19. Ceza Dairesi 2019/11523 E. , 2021/5084 K.
"İçtihat Metni"MAHKEMESİ :Asliye Ceza Mahkemesi
SUÇ : 5607 sayılı Kanuna Aykırılık
HÜKÜM : Mahkumiyet
Yerel Mahkemece verilen hüküm temyiz edilmekle; başvurunun süresi, kararın niteliği ve suç tarihine göre dosya incelendi, gereği görüşülüp düşünüldü:
Temyiz isteğinin reddi nedenleri bulunmadığından işin esasına geçildi.

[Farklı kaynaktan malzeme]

PR #267, opened 2021-01-30
Soft 377 spi exchange firmware

Kyle02:


projects/baby_driver/test/test_spi_exchange.c
```diff
@@ -0,0 +1,354 @@
...
+                            1, 0, 0, 0, 0, 0, 0);
+  else if (bytes == 3)
+    CAN_TRANSMIT_BABYDRIVER(BABYDRIVER_MESSAGE_SPI_EXCHANGE_TX_DATA,  // id
+                            1, 1, 1, 0, 0, 0, 0);
+  else if (bytes == 7)
+    CAN_TRANSMIT_BABYDRIVER(BABYDRIVER_MESSAGE_SPI_EXCHANGE_TX_DATA,  // id
+                            1, 1, 1, 1, 1, 1, 1);
+
+  MS_TEST_HELPER_CAN_TX_RX(TEST_CAN_EVENT_TX, TEST_CAN_EVENT_RX);
+}
```
copperium, line 139: It seems a bit sketchy for this function to only work for three specific values of `bytes`; it would definitely be better for it to work for 0-7. So that you don't have to use a big huge if statement, try using the plain old `can_transmit` function from can.h: construct a `CanMessage` (from can_msg.h), and use `NULL` for the ack request. (Take a look at the implementation of the `CAN_TRANSMIT_MACRO` for hints.)

Also, please use {curly brackets} for if statements that aren't super short on one line.

projects/baby_driver/test/test_spi_exchange.c
```diff
@@ -0,0 +1,354 @@
...
+  TEST_CAN_EVENT_RX,
+  TEST_CAN_EVENT_FAULT,
+  NUM_TEST_CAN_EVENTS,
+} TestCanEvent;
+
+static CanStorage s_can_storage;
+
+static uint8_t s_callback_counter_status;
+static uint8_t s_num_messages;
+static uint8_t s_received_data_status[8];
```
copperium, line 36: You don't really need to store all 8 bytes of the status message, eh? You already know that the 0th byte is `BABYDRIVER_MESSAGE_STATUS` (since the callback wouldn't be called otherwise!), so you don't need to test it. You only really need to store the status in byte 1.

projects/baby_driver/test/test_spi_exchange.c
```diff
@@ -0,0 +1,354 @@
...
+      MS_TEST_HELPER_CAN_TX_RX(TEST_CAN_EVENT_TX, TEST_CAN_EVENT_RX);
+    }
+    // right now there is no way to receive this many messages without the helper issue
+
+    TEST_ASSERT_EQUAL(292, s_num_messages);
+    test_equal_multiple_messages();
+
+    clear_received_data_array();
+    s_num_messages = 0;
+  */
```
copperium, line 238: I think it's alright to omit this test with just a comment saying what it is and why it was omitted.

projects/baby_driver/test/test_spi_exchange.c
```diff
@@ -0,0 +1,354 @@
...
+
+StatusCode TEST_MOCK(spi_exchange)(SpiPort spi, uint8_t *tx_data, size_t tx_len, uint8_t *rx_data,
+                                   size_t rx_len) {
+  for (uint8_t i = 0; i < rx_len; i++) rx_data[i] = 1;
+
+  return STATUS_CODE_OK;
+}
+
+StatusCode TEST_MOCK(spi_init)(SpiPort spi, const SpiSettings *settings) {
+  // still need to add tests making sure the settings and port are the same
```
copperium, line 349: Do you still?

projects/baby_driver/inc/spi_exchange.h
```diff
@@ -0,0 +1,14 @@
+#pragma once
+
+// This module provides the function spi_exchange_init()
+// for spi_exchange CAN messages from the babydriver. Once the message is received,
+// the spi_init is run with the inputs and the spi_exchange function is run
```
copperium, line 5: You need a `// Requires x, y, and z to be initialized.` comment

copperium (changes requested):
Great job Kyle! General feedback: add more comments, some of the logic is pretty complex and it will help future readers to explain it.

projects/baby_driver/src/spi_exchange.c
```diff
@@ -0,0 +1,220 @@
...
+    case 1:
+      spi_mode = (SpiMode)SPI_MODE_1;
+      break;
+    case 2:
+      spi_mode = (SpiMode)SPI_MODE_2;
+      break;
+    case 3:
+      spi_mode = (SpiMode)SPI_MODE_3;
+      break;
+  }
```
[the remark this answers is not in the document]
Kyle02: They don't need to be of type SpiMode?

projects/baby_driver/test/test_spi_exchange.c
Kyle02: Oh I thought I deleted this comment, I finished that.

copperium (changes requested):
Just one thing: the coding standards prescribe against /\* \*/ style comments (and in fact there's a ticket going to remove any instances of /\* \*/ from the projects/ directory). Please change them to // line comments and then we can merge this!

copperium (approved):

PR #268, opened 2021-02-01
Daniel Zeng's FM 102 HW

PurpleRhythms:


projects/timer_challenge/src/main.c
```diff
@@ -0,0 +1,47 @@
...
+#include "wait.h"        // for wait function
+
+#define COUNTER_A_INCREMENT_INTERVAL_MS 500
+
+typedef struct Counters {
+  uint8_t counter_a;
+  uint8_t counter_b;
+} Counters;
+
+void timer_callback(SoftTimerId timer_id, void *context) {
```
copperium, line 15: Since this is a private function, it should be `static` and its name should be prefixed with `prv_`. `static` means that the function can't be seen by any other file; without `static`, if another file tried to define a `timer_callback` function, it might cause issues. The `prv_` is just a convention ([and you can see the full list here!](https://uwmidsun.atlassian.net/wiki/spaces/ELEC/pages/9306218/Coding+Standards)).

copperium (changes requested):
Awesome, just one thing to fix and then you'll be good to go!

projects/timer_challenge/.project
```diff
@@ -0,0 +1,11 @@
...
+<projectDescription>
+	<name>timer_challenge</name>
+	<comment></comment>
+	<projects>
+	</projects>
+	<buildSpec>
+	</buildSpec>
+	<natures>
+	</natures>
+</projectDescription>
```
copperium, line 11: I think this was committed accidentally, what IDE are you using? We can add it to the .gitignore so it doesn't get committed in the future.

copperium:
Look good! Closing since homework is complete, feel free to move on to FW 103.

PR #270, opened 2021-02-02
FW 104 Module

Cookieth:
Here's what I have initially for Onboarding FW 104. I'm expecting a lot of issues, since I had to do a lot of guesswork. I believe my CAN functionality works, but I wasn't too sure what was meant by:
> Then, register callbacks for both that print the data, but only ACK the 0xA message.  

So, I just registered and printed both data since I'm a bit unsure what it means to ACK a message (acknowledge, i believe). Only the message for the CAN message with ID `0xA` is received, with the value `5`, which is the correct behaviour (I believe) since it is of higher priority than `0xB` (which has the message with value `10`.

I'm a bit confused on how the I2C library works, in particular with the distinction between `PORT`, `REGISTER`, and `ADDRESS`. In my mind, these are all sort of the same thing, so I was very lost. A bit help/explanation would be much appreciated! I did a bit of guesswork with the `PORT`, so correction on that part is a bit expected.

Further, I did a bit of guesswork with getting the SPI baud rate, mode, GPIO ports, and port. I looked through the datasheets and I feel like what I have written is correct, but I can't help but feel like I'm looking in the wrong place. Guidance on this part would also be much appreciated!


Cookieth:
Though this builds on my machine, there seems to be a build error on Travis. I will look into this locally tomorrow.

Cookieth:
Fixed the build issue, it turned out to be an inconsistency with capitalization in my files. My system seemed to be able to build with the inconsistency. Git was unable to detect the fix in capitalization (for some odd reason), so I just changed the name altogether (`i2c` -> `iic`).

projects/FW_104/src/fw_104_can.c
```diff
@@ -0,0 +1,102 @@
...
+  soft_timer_start_millis(CAN_SEND_TIME_MS, prv_can_transmit_A, NULL, NULL);
+
+  // The prv_can_callback did not trigger unless I put this event queue stuff... (Copied from
+  // smoke_can)
+  Event e = { 0 };
+  while (true) {
+    while (event_process(&e) == STATUS_CODE_OK) {
+      can_process_event(&e);
+    }
+  }
```
copperium, line 70: Yep, this is necessary - the tl;dr is the CAN library uses the event queue to drive its operation, so you need this event queue loop so its events continuously get processed. Since it's an infinite loop, you really should only have one of these in a program,  usually it's in main.c - currently this function never returns.

projects/FW_104/src/fw_104_can.c
```diff
@@ -0,0 +1,102 @@
...
+  printf("\n");
+  return STATUS_CODE_OK;
+}
+
+void prv_can_transmit_A(SoftTimerId timer_id, void *context) {
+  uint8_t messageData = 5;
+  CanMessage message = {
+    .source_id = 0x1, .msg_id = 0x1, .data_u8 = { messageData }, .type = CAN_MSG_TYPE_DATA, .dlc = 8
+  };
+  can_transmit(&message, NULL);
```
copperium, line 27: The 0xA and 0xB in the homework refers to the message ID; the source ID should just match the device ID you initialized with. DLC is the data-length-code, it's the length of the body in bytes (so if you only want to transmit 1 uint8, set it to 1). And to request an ACK, pass a CanAckRequest * (defined in can_ack.h) instead of NULL to can_transmit. For the CanAckRequest, the callback is called when enough ACK messages are received, and the `expected_bitset` is a bitset of the device IDs you want acknowledgement messages from.

20-second rundown on ACKs: when a message is received that is considered "critical" (message id < 13), the CAN library will send back an "ACK" message which has the same message ID but has the ACK bit in the arbitration ID toggled on. The `ack_request` parameter to `can_transmit` tells the CAN library to watch for ACKs from certain device IDs (the expected bitset) and call a callback when those device IDs ACK it. This lets us make sure that certain boards receive certain critical messages.

projects/FW_104/src/fw_104_can.c
```diff
@@ -0,0 +1,102 @@
...
+    .device_id = 0xA,
+    .bitrate = CAN_HW_BITRATE_500KBPS,
+    // Not really sure what to put here, following smoke_can
+    .rx_event = 0,
+    .tx_event = 1,
+    .fault_event = 2,
+    .tx = { GPIO_PORT_A, 12 },
+    .rx = { GPIO_PORT_A, 11 },
+    .loopback = true,
+  };
```
copperium, line 55: A few points:
* you only really need to initialize CAN once, it's usually done in main but for homework purposes, whatever
* `loopback = true` tells the CAN library to receive its own messages, I think the idea with the "run it on two terminals" thing was for loopback to be false so you see the messages and the ACKs travelling across the virtual CAN bus between the two instances of your program
* the tx/rx/fault_event are event IDs. I'll talk about the event queue on Saturday but those events are used for driving the CAN library (tx is raised when a message is being tx'd (transmitted), rx is raised when a message was rx'd (received), and fault is raised on a fault). Usually you should define them in an enum kinda like this:
```c
typedef enum {
  FW_104_CAN_RX_EVENT = 0,
  FW_104_CAN_TX_EVENT,
  FW_104_CAN_FAULT_EVENT,
  NUM_FW_104_CAN_EVENTS,
} Fw104CanEvent;
```
You can see examples of these event enums in e.g. solar_events.h.

copperium (changes requested):
Nice job! If you want, you can see me for a task when you're done with this homework (or before).

projects/FW_104/src/fw_104_iic.c
```diff
@@ -0,0 +1,26 @@
...
+  StatusCode status = NUM_STATUS_CODES;
+  uint8_t message[2] = { 0b00100100, 0b10100110 };
+
+  // SDA PIN Address = 0b1001010
+  // Conversion Register = 0b0000000
+  // Configuration Register = 0b0000001
+  status = i2c_write_reg(I2C_PORT_1, 0b1001010, 0b0000001, message, ARRAY_SIZE(message));
+
+  uint8_t data[2];
+  status = i2c_read_reg(I2C_PORT_1, 0b1001010, 0b0000000, data, ARRAY_SIZE(data));
```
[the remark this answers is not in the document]
Cookieth: Could I collect questions I have regarding the difference between addresses and registers, and have a short chat with you about them? I'm a bit confused about all of it, I sort of assumed they were the same thing, but it's quite obvious that that's a big gap in my knowledge. That would be much appreciated, thanks!

projects/FW_104/src/fw_104_can.c
Cookieth: I'm a bit confused with the function of the device id, source id, and message id. For the sake of this module, should the instance sending message id 0xA have the same device id/source id as the instance sending message id 0xB?

Cookieth:
I've made an initial commit to try to fix the gaps with my CAN implementation, but there's a lot of guesswork, and I'm not sure of everything. I feel like perhaps I need to do some more research and try to figure out the CAN protocol so that I have better context as to everything that is happening. What are your thoughts?

Cookieth:
`test_bms_carrier` is failing my build... I'm trying to diagnose what it is, but I can't quite pin it down. I believe it's due to the segmentation fault that occasionally returns from `make run PROJECT=FW_104 PLATFORM=x86`.

copperium:
I'm going to close this since it's been like 4 months and I think the code is fine, and you've moved on anyways.

PR #271, opened 2021-02-03
[SOFT-419] Enable parameterized tests

copperium:
Our testing framework Unity gives us a way to use parameterized tests! See test_parameterized.c for an example. (Apparently it breaks github syntax highlighting though, oh well.)

Highlights:
* `TEST_CASE` macro required for it to work defined in test_helpers.h
* parameterized tests enabled with a flag to the test runner generator script in the makefile
* example in test_parameterized.c
* monkey patch to the test runner generator script to remove `(RUN_TEST_NO_ARGS)` spam in the test logs

### DIFF
--- a/libraries/libcore/inc/test_helpers.h
+++ b/libraries/libcore/inc/test_helpers.h
@@ -11,3 +11,6 @@
 
 // Mocking
 #define TEST_MOCK(func) __attribute__((used)) __wrap_##func
+
+// Parameterized tests, see test_parameterized.c for usage examples
+#define TEST_CASE(...)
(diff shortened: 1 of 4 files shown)


g-jessmuir (approved):
I think it wouldn't hurt to write out an example test for a real module to prove out the use case, but seems like a neat and harmless change.

copperium:
I did partially convert some of charger's test_control_pilot.c for [the confluence page](https://uwmidsun.atlassian.net/wiki/spaces/ELEC/pages/2107539612/Parameterized+Unit+Tests). The whole thing will get a lot less awkward if we update Unity, which we apparently haven't done since 2014 - I made a ticket for this, SOFT-420.

PR #272, opened 2021-02-04
Soft 327 integrate python tests

shahhet14:
Created 2 targets that can run tests from a specified project or run all tests for all projects.

### DIFF
--- a/.travis.yml
+++ b/.travis.yml
@@ -80,6 +80,9 @@ before_script:
   # Install pylint for python3 used by miniconda
   - pip install --user pylint
 
+  # Install python requirements for every project
+  - make install_requirements
+
   # force ${PATH} to update
   - hash -r
 
@@ -107,5 +110,5 @@ script:
   - make clean
   - make build_all PLATFORM=x86 DEFINE="${DEFINES}"
   - make test_all PLATFORM=x86 DEFINE="${DEFINES}"
-  - make test_all_python
+  - make pytest_all
   - make build_all PLATFORM=x86 COMPILER=clang DEFINE="${DEFINES}"
--- a/.travis.yml
+++ b/.travis.yml
@@ -107,4 +107,5 @@ script:
   - make clean
   - make build_all PLATFORM=x86 DEFINE="${DEFINES}"
   - make test_all PLATFORM=x86 DEFINE="${DEFINES}"
+  - make test_all_python
   - make build_all PLATFORM=x86 COMPILER=clang DEFINE="${DEFINES}"
--- a/Makefile
+++ b/Makefile
@@ -248,11 +248,15 @@ update_codegen:
 
 .PHONY: test_python
 test_python:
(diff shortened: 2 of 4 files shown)


.travis.yml
```diff
@@ -107,4 +107,5 @@ script:
   - make clean
   - make build_all PLATFORM=x86 DEFINE="${DEFINES}"
   - make test_all PLATFORM=x86 DEFINE="${DEFINES}"
+  - make test_all_python
```
copperium, line 110: Travis is failing because it can't find various requirements from the libraries - I'd suggest fixing this by adding something in the `before_script` section which finds all `requirements.txt` files in the repo (they contain python requirements for each project) and runs `pip install -r <path/to/requirements.txt>` on them.

Makefile
```diff
@@ -246,5 +246,17 @@ socketcan:
 update_codegen:
 	@python make/git_fetch.py -folder=libraries/codegen-tooling -user=uw-midsun -repo=codegen-tooling-msxiv -tag=latest -file=codegen-tooling-out.zip
 
+.PHONY: test_python
+test_python:
+	@python3 -m unittest discover -t $(PROJ_DIR)/$(PROJECT)/scripts -s $(PROJ_DIR)/$(PROJECT)/scripts -p "test_*$(TEST).py"
+
+#find projects -name "test_*.py" -print0 | xargs -0 python -m unittest
```
copperium, line 253: Please remove this comment, it's not necessary anymore

Makefile
```diff
@@ -246,5 +246,17 @@ socketcan:
...
+.PHONY: test_all_python
+test_all_python:
+	for i in $$(find projects -name "test_*.py"); \
+	do											\
+		python -m unittest discover -t $$(dirname $$i) -s $$(dirname $$i) -p $$(basename $$i);							\
+	done
```
copperium, line 259: You need an `@` before the `for` so that it doesn't print the command. Also the backslashes are in super inconsistent positions, please either have all of them one space after the command or align them or something.

Makefile
```diff
@@ -246,5 +246,17 @@ socketcan:
 update_codegen:
 	@python make/git_fetch.py -folder=libraries/codegen-tooling -user=uw-midsun -repo=codegen-tooling-msxiv -tag=latest -file=codegen-tooling-out.zip
 
+.PHONY: test_python
+test_python:
```
copperium, line 250: `test_python` is a little bit long for a thing people will be typing over and over again, maybe `pytest` would be better (in the same vein as `pylint`). If you change it to that also change `test_all_python` -> `pytest_all`.

copperium (changes requested):
Sorry the review took so long, but nice job! Also please put the `test_python` and `test_all_python` (or what you change the names to) in both the comments at the top of the Makefile and in the README so people can find them without trawling through the makefile.

shahhet14:
Changed the names for the targets used for testing and created a new target to install all python requirements. Documented all of the targets in the readme and at the top of the makefile.

copperium (approved):

PR #273, opened 2021-02-06
[SOFT-416] Minimal bootloader with linker scripts

copperium:
_Now actually works!_

This adds a minimal bootstrapped version of the bootloader. The bootloader itself does nothing except jump to the application code. The bulk of the complexity is in the linker scripts for organizing the bootloader and application code in memory.

There's also a provision for selecting stm32 linker scripts per project from rules.mk (mostly useful for the bootloader project), and a temporary makefile target, `temp-bootloader-write`, for building the bootloader and application code and flashing both together.


mitchellostler (approved):
So I had a look through, and it all seems to make sense to me. 
I definitely am not very familiar with the linker scripts, but I read through the zero to main articles, and based on what I understand they should be good to go? I think as we progress with this project I will try to learn more about them and hopefully be able to give better code reviews. 
The c code makes sense to me, I checked over each line (and had to do some learning as well), there doesn't seem to be any issues.

platform/stm32f0xx/ldscripts/bootloader/memory_spaces.ld
```diff
@@ -0,0 +1,39 @@
...
+
+_flash_start = 0x08000000;
+_flash_size = 128K;
+_flash_page_size = 2K;
+
+_ram_start = 0x20000000;
+_ram_size = 16K;
+
+_bootloader_start = _flash_start;
+_config_page1_start = _bootloader_start + _bootloader_size;
```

Vicdani kanının oluştuğu duruşma sürecini yansıtan tutanaklar, belgeler ve gerekçe içeriğine göre yapılan incelemede; başkaca temyiz nedenleri yerinde görülmemiştir.
Ancak;
Hükümden sonra 15/04/2020 tarihli Resmi Gazete"de yayımlanarak yürürlüğe giren 7242 sayılı Kanun"un 61. maddesi ile 5607 sayılı Kanun"un 3/22. maddesine eklenen "Eşyanın değerinin hafif olması halinde verilecek cezalar yarısına kadar, pek hafif olması halinde ise üçte birine kadar indirilir." şeklindeki düzenlemenin sanık lehine hükümler içermesi, yine aynı Kanun"un 62. maddesi ile değiştirilen 5607 sayılı Kanun"un 5/2. maddesine eklenen fıkra uyarınca kovuşturma aşamasında etkin pişmanlık uygulamasının olanaklı hale geldiği anlaşılmakla; 5237 sayılı TCK"nın 7. maddesi ve 7242 sayılı Kanun"un 63. maddesi ile 5607 sayılı Kanun"a eklenen geçici 12. maddenin 2. fıkrası mucibince ilgili hükümlerin uygulanma koşullarının bulunup bulunmadığı araştırılarak sonucuna göre sanığın hukuki durumunun yerel mahkemece yeniden değerlendirilmesi zorunluluğu,
Kabule göre ise;
1- Olay tutanağında kaçak olduğunun değerlendirildiği belirtilen suça konu akaryakıt hakkında dosya içerisinde denetime imkan verecek şeklide bir marker ölçümünün yapılmamış olması,
2- Sanıklara “ek savunma” hakkı verilmeden 5607 sayılı kanunun 3/11. maddesi uygulanmak suretiyle CMK"nın 226. maddesine aykırı davranılması,
3- Ele geçen akaryakıtın nakil aracının ağırlıklı bölümünü oluşturmadığı ve suça konu akaryakıtın değeri ile aracı değeri dikkate alındığında müsaderesinin hakkaniyete de aykırı olduğu anlaşılmakla, nakil aracına sonradan ilave edilen ek deponun sökülerek aracın iadesine karar verilmesi gerekirken, aracın müsaderesine hükmedilmesi,
4-TCK’nin 53/3. maddesi uyarınca, sanığın yalnızca kendi altsoyu üzerindeki velayet, vesayet ve kayyımlık yetkileri açısından koşullu salıverilmesine kadar kısıtlama uygulanabilecek iken, kendi altsoyu dışındakiler üzerindeki yetkilerini de kapsayacak şekilde uygulama yapılması,
Bozmayı gerektirmiş, katılan vekilinin temyiz nedenleri bu itibarla yerinde görüldüğünden, HÜKMÜN 5320 sayılı Kanun"un 8/1. maddesi gereğince uygulanması gereken 1412 sayılı CMUK"nin 321. maddesi uyarınca BOZULMASINA, yargılamanın bozma öncesi aşamadan başlayarak sürdürülüp sonuçlandırılmak üzere dosyanın mahkemesine gönderilmesine, 29.04.2021 tarihinde oy birliğiyle karar verildi.